Refactored plugins include:
- **Loaders**: `direct_reference`, `join_table`, `nested_set`, `adjacency_list`, `stats_loader`
- **Transformers**: `database_aggregator`, `field_aggregator`, `top_ranking`, `direct_attribute`, `geospatial_extractor`, `multi_column_extractor`, `niamoto_to_dwc_occurrence`, `shape_processor`
- **Exporters**: `dwc_archive_exporter`, `html_page_exporter`, `index_generator`, `json_api_exporter`

## Implementation Phases (Completed)

### Phase 0-3: Foundation
- ✅ Pydantic configuration models
- ✅ DuckDB integration (see ADR 0001)
- ✅ Entity Registry implementation
- ✅ Generic import engine with execution plan

### Phase 4-5: Hierarchy Systems
- ✅ Adjacency list builder with hash-based IDs
- ✅ Derived reference extraction from datasets (see ADR 0003)
- ✅ Multi-source spatial references

### Phase 6-7: Service Integration
- ✅ CLI migration to use EntityRegistry
- ✅ Transform/Export services consume registry
- ✅ GUI API endpoints adapted for dynamic entities

### Phase 8: Plugin Genericization
- ✅ All 19 plugins refactored to accept EntityRegistry
- ✅ Dynamic table resolution removes hardcoded assumptions
- ✅ Plugins now work with any entity type

## Consequences

### Positive

1. **Flexibility**: Can define any entity type in `import.yml` without code changes
2. **Maintainability**: Single import engine eliminates code duplication
3. **Performance**: DuckDB direct ingestion and recursive CTEs are faster than SQLite+pandas
4. **Extensibility**: New entity types, connectors, or hierarchy strategies are configuration changes
5. **Decoupling**: Plugins resolve tables via registry — no hardcoded dependencies
6. **Stability**: Hash-based IDs ensure referential integrity across reimports

### Challenges & Migration Requirements

1. **Breaking Change**: Existing projects must migrate from SQLite schema to DuckDB
2. **Configuration Migration**: Old CLI workflows must be converted to `import.yml` format
3. **Plugin Updates**: Any custom plugins need EntityRegistry integration
4. **Documentation**: Extensive examples needed for new configuration syntax
5. **GUI Adaptation**: Interface must support dynamic entity definition (in progress)
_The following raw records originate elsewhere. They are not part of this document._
PR #202, opened 2024-11-11
QA: Add type declarations and refine psalm types

ADmad:
|    Q          |   A
|-------------- | ------
| Documentation | no
| Bugfix        | no
| BC Break      | no
| New Feature   | no
| RFC           | no
| QA            | yes

### Description

Some properties and methods were missing type declarations.

### DIFF
--- a/src/MessageTrait.php
+++ b/src/MessageTrait.php
@@ -30,16 +30,14 @@ trait MessageTrait
     /**
      * List of all registered headers, as key => array of values.
      *
-     * @var array
-     * @psalm-var array<non-empty-string, list<string>>
+     * @var array<non-empty-string, list<string>>
      */
     protected $headers = [];
 
     /**
      * Map of normalized header name to original name used to register header.
      *
-     * @var array
-     * @psalm-var array<non-empty-string, non-empty-string>
+     * @var array<non-empty-string, non-empty-string>
      */
     protected $headerNames = [];
 
--- a/src/Response/JsonResponse.php
+++ b/src/Response/JsonResponse.php
@@ -43,8 +43,7 @@ class JsonResponse extends Response
         | JSON_HEX_QUOT
         | JSON_UNESCAPED_SLASHES;
 
-    /** @var mixed */
-    private $payload;
+    private mixed $payload;
 
     /**
      * Create a JSON response with the given data.
--- a/src/Uri.php
+++ b/src/Uri.php
@@ -55,7 +55,11 @@ class Uri implements UriInterface, Stringable
      */
     public const CHAR_UNRESERVED = 'a-zA-Z0-9_\-\.~\pL';
 
-    /** @var int[] Array indexed by valid scheme names to their corresponding ports. */
+    /**
+     * Array indexed by valid scheme names to their corresponding ports.
+     *
+     * @var array<string, positive-int>
+     */
     protected $allowedSchemes = [
         'http'  => 80,
         'https' => 443,
--- a/src/Request/ArraySerializer.php
+++ b/src/Request/ArraySerializer.php
@@ -70,10 +70,9 @@ final class ArraySerializer
     }
 
     /**
-     * @return mixed
      * @throws Exception\DeserializationException
      */
-    private static function getValueFromKey(array $data, string $key, ?string $message = null)
+    private static function getValueFromKey(array $data, string $key, ?string $message = null): mixed
     {
         if (isset($data[$key])) {
             return $data[$key];
--- a/src/Response/ArraySerializer.php
+++ b/src/Response/ArraySerializer.php
@@ -68,10 +68,9 @@ final class ArraySerializer
     }
 
     /**
-     * @return mixed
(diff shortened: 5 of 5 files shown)


src/MessageTrait.php
```diff
@@ -30,24 +30,20 @@ trait MessageTrait
...
+    protected array $headers = [];
 
     /**
      * Map of normalized header name to original name used to register header.
      *
-     * @var array
      * @psalm-var array<non-empty-string, non-empty-string>
      */
-    protected $headerNames = [];
+    protected array $headerNames = [];
```
gsteel: Adding types to protected properties is a BC break, also, removing `@var array` is fine - it would be good to rename the `@psalm-var` annotations to `@var` - the psalm prefix is unnecessary

src/Response/JsonResponse.php
```diff
@@ -80,10 +79,7 @@ public function __construct(
         parent::__construct($body, $status, $headers);
     }
 
-    /**
-     * @return mixed
-     */
-    public function getPayload()
+    public function getPayload(): mixed
```
gsteel: Adding the return type is a BC break for inheritors: https://3v4l.org/BH4qV

src/Uri.php
```diff
@@ -53,7 +53,7 @@ class Uri implements UriInterface, Stringable
     public const CHAR_UNRESERVED = 'a-zA-Z0-9_\-\.~\pL';
 
     /** @var int[] Array indexed by valid scheme names to their corresponding ports. */
-    protected $allowedSchemes = [
+    protected array $allowedSchemes = [
```
gsteel: Adding types to protected members is a BC break: https://3v4l.org/frBrF

The documented type could be improved with `/** @var array<string, positive-int> */`

gsteel (changes requested):
Thanks for the patch @ADmad but there are a few BC breaks that need reverting

ADmad:
All these are private properties, shouldn't it be safe to change them?

```
[BC] CHANGED: Type of property Laminas\Diactoros\RequestTrait#$protocol changed from having no type to string
[BC] CHANGED: Type of property Laminas\Diactoros\RequestTrait#$stream changed from having no type to Psr\Http\Message\StreamInterface
[BC] CHANGED: Type of property Laminas\Diactoros\RequestTrait#$method changed from having no type to string
[BC] CHANGED: Type of property Laminas\Diactoros\RequestTrait#$requestTarget changed from having no type to string|null
[BC] CHANGED: Type of property Laminas\Diactoros\RequestTrait#$uri changed from having no type to Psr\Http\Message\UriInterface
[BC] CHANGED: Type of property Laminas\Diactoros\MessageTrait#$protocol changed from having no type to string
[BC] CHANGED: Type of property Laminas\Diactoros\MessageTrait#$stream changed from having no type to Psr\Http\Message\StreamInterface
```

Constructors can be changed with impunity, changing the type shouldn't cause any error even if the constructor was overridden in a child class. 

```
[BC] CHANGED: The parameter $data of Laminas\Diactoros\Response\JsonResponse#__construct() changed from no type to mixed
```

gsteel:
The change in JsonResponse constructor is fine IMO, but it _is_ a technical BC break, just because PHP lets us change the signature of __construct, it's still part of the public API.

The private property changes to the traits are indeed a BC break if users have re-implemented a property without a type hint: https://3v4l.org/aaQTo - if they were class properties, it'd be fine, so very little of this can go into a 3.x release

ADmad:
Thank you for the trait example, I'll revert the related changes.

I am still not convinced the constructor change is a BC break :)
The arguments aren't being changed, just the untyped argument is explicitly typed as `mixed`. I can't think of any practical use case which would generate an error with this change.

ADmad:
I don't think the test failures are related to the changes in this PR.

gsteel:
No, but whatever they are, they'll need to be addressed separately 🤔

gsteel:
See #205

ADmad:
That's not a "me" problem, so I'll let you guys tackle that :)

ADmad:
Ping

froschdesign:
@ADmad 
> Ping

Please could you explain what you expect?

ADmad:
@froschdesign I expect the PR to be merged :) I believe I have made the changes as per the feedback. The test failures are unrelated to my changes.

froschdesign:
@ADmad 
> The test failures are unrelated to my changes.

Thanks for you response but a fix for the problem is needed before something can merge here. And if another pull request is required beforehand, this one remains open.
Merging this pull request means ready for release, but it is not, because there are still open problems.
Thanks for your understanding!

ADmad:
Okay, thank you for the explanation.

ADmad:
With the base branch for the merge being updated CI is green now.

Xerkus:
Please do a rebase instead of merge to update

ADmad:
> Please do a rebase instead of merge to update

Done

Xerkus (approved):

PR #214, opened 2025-08-11
add PHP 8.5 and remove 8.1

### LINKED ISSUE #218: Add support for PHP 8.5

LordSimal:
|    Q          |   A
|-------------- | ------
| Documentation | no
| Bugfix        | no
| BC Break      | no
| New Feature   | yes
| RFC           | no
| QA            | no

### Description

[PHP 8.5 is on its way](https://wiki.php.net/todo/php85) so any library using this as a base should be able to `composer install` with this package as part of their dependency

We - as the CakePHP Core Team - currently are not able to test PHP 8.5 due to this version constraint missing.

I'd personally would change that to `^8.1` but I guess you selectively wan't to support new minor versions.


froschdesign:
Without PHP 8.5 in the CI pipeline, this cannot be checked and merged. We have to wait until a suitable pre-release version of PHP can be integrated into the CI pipeline.
Anything else would mean we are running across the street with our eyes closed.

LordSimal:
Thanks for the quick response. totally understandable, I will be patient 👍🏻 😉

froschdesign:
Thank you for your understanding! 👍 
Unfortunately, PHP is [not backward compatible](https://www.php.net/releases/8.4/en.php#deprecations_and_bc_breaks), and in order to ensure quality, it must first be tested with the appropriate version.

arshidkv12:
I ran PHPUnit tests with PHP 8.5.0beta1 and didn’t notice any issues. https://php.watch/versions/8.5/releases/8.5.0beta1

LordSimal:
RC1 is here, so how about now? 😁 
https://www.php.net/archive/2025.php#2025-09-25-3

gsteel:
Nothing will happen until 8.5 is available in Debian packages. After that, CI containers will need to be updated before laminas & mezzio libs can be tested under 8.5. Support for 8.5 will only be merged and released once CI is passing

Ocramius:
Given #209, this should now be rebased

LordSimal:
So now CI is failing because of https://github.com/vimeo/psalm/pull/11541

Xerkus:
Also drop PHP 8.1 at the same time. We would not be waiting until end of december.

Here is an example of the changes you would need to do to make it work https://github.com/mezzio/mezzio-session/pull/78
Except for phpunit changes as 11 is currently not installable due to another dependency preventing it https://github.com/php-http/psr7-integration-tests/pull/80

Ocramius:
`composer.lock` needs refreshing too, so does `config -> platform -> php` in `composer.json`

LordSimal:
Sorry, didn't know that. I just did a composer update -W with PHP 8.2, is that correct?

Ocramius:
@LordSimal no worries, can't know what to do without it being somehow learned somewhere :-) 

Anyway, we'll need to tell PHP 8.5 CI to ignore dependency checks for the time being.

See https://github.com/laminas/laminas-stdlib/blob/b1c81514cfe158aadf724c42b34d3d0a8164c096/.laminas-ci.json#L2-L3 for an example

Xerkus (changes requested):
```
PHP Deprecated:  Function curl_close() is deprecated since 8.5, as it has no effect since PHP 8.0 in /github/workspace/test/ResponseTest.php on line 112
```

@LordSimal please drop the function from the test and we are good to go.

Xerkus (approved):

Xerkus:
@LordSimal thank you.

PR #216, opened 2025-08-17
Fix “Unsafe usage of new static()” by making EmptyResponse final

arshidkv12:
Marking EmptyResponse as final prevents late static binding issues
when instantiating with `new static()`, ensuring type safety and
avoiding potential runtime errors in subclasses.

|    Q          |   A
|-------------- | ------
| Documentation | no
| Bugfix        | yes
| BC Break      | yes
| New Feature   | no
| RFC           | no
| QA            | no

### Description

Marking EmptyResponse as final prevents late static binding issues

### Technical Debt Retired

- ❌ Removed: `core/components/imports/` (TaxonomyImporter, PlotImporter, ShapeImporter, OccurrenceImporter)
- ❌ Removed: `core/models/models.py` (rigid SQLAlchemy models for taxon_ref, plot_ref, shape_ref)
- ❌ Removed: `core/repositories/niamoto_repository.py` (tightly coupled data access)
- ✅ Replaced: Hardcoded table names in 19 plugins with dynamic registry resolution

## Related ADRs

- **ADR 0001** — DuckDB Adoption: Enables efficient generic imports with `read_csv_auto`, recursive CTEs
- **ADR 0002** — Retirement of Specialized Importers: Documents transition strategy from legacy system
- **ADR 0003** — Derived References with DuckDB CTEs: Explains hierarchy extraction architecture

## Validation

The system has been validated through:
- ✅ 89 unit tests covering config models, registry, hierarchy builder, engine
- ✅ Integration tests for full import workflows (datasets → derived → direct)
- ✅ Plugin tests demonstrating generic entity support
- ✅ CLI tests for import/transform/export workflows
- ✅ Real-world usage with New Caledonia biodiversity data (test-instance)

## Next Steps

1. **GUI Adaptation**: Update import wizard to support dynamic entity definition via `import.yml`
2. **Migration Guide**: Document transition path for existing Niamoto projects
3. **Performance Benchmarking**: Compare DuckDB generic engine vs. legacy SQLite importers
4. **Advanced Features**: Implement validation rules, conditional enrichments, incremental imports

## Status

**COMPLETE** — All 8 implementation phases finished as of 2025-10-13. The generic import system is operational and all legacy importers have been removed. GUI adaptation is the remaining work item.